Yunanistan Dışişleri Bakanlığı Sözcüsü Grigoris Delavekuras, Türkiye'nin, Kuzey Kıbrıs Türk Cumhuriyeti (KKTC) ile Kıta Sahanlığı Sınırlandırma Anlaşması yapmasının uluslarası hukuk kurallarına aykırı olacagını soyledi.
Konu oylesine onemlidirki kararlılıkla atılan her adım 10 sene sonrasının dış politikadaki Türk algısını sekillendirecektir.Asıl amaç adadaki türklerin boylesine onemli anlasmalarla dısarıda bırakılması ve azınlık konumuna dusurulme isteginden gelir. Sondaj faliyetleri baslaması halinde israile yapılan misilllemelerin 3'te 1'i rum kesimine yapılsa yeterlidir.Rum kesimi artık dış politikadaki şımarık tavırlarına son vermeli (Turklerle alakasız hiç bir dış politikaları yoktur) gerekirse Had bildirme konusunda geçmişte çok güzel yöntemlerimizin oldugu kulaklarına fısıldanmalıdır.
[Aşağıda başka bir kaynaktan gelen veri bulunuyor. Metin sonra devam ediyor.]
PR #2377, opened 2024-08-26
Install mysql with specified version in test ci

Sevenannn:


Sevenannn:
Close as no longer needed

cyrusda gaz arayan firmanın amerikan menşeli olması ilginçtir. bir demokrasi eksikliğimi var acaba akdenizde. meraklardayım. ayrıca bugün enerji bakanı T.YILDIZ konu ile ilgili açıklama yapmıştır. eğer rum kesimi gaz aramaya başlarsa bizde petrol arama girişimde bulunacağız demiştir. ve arama yapacak platform veya gemilerin yanında Türk deniz kuvvetlerinin bulunacağınıda açokca belirtmiştir.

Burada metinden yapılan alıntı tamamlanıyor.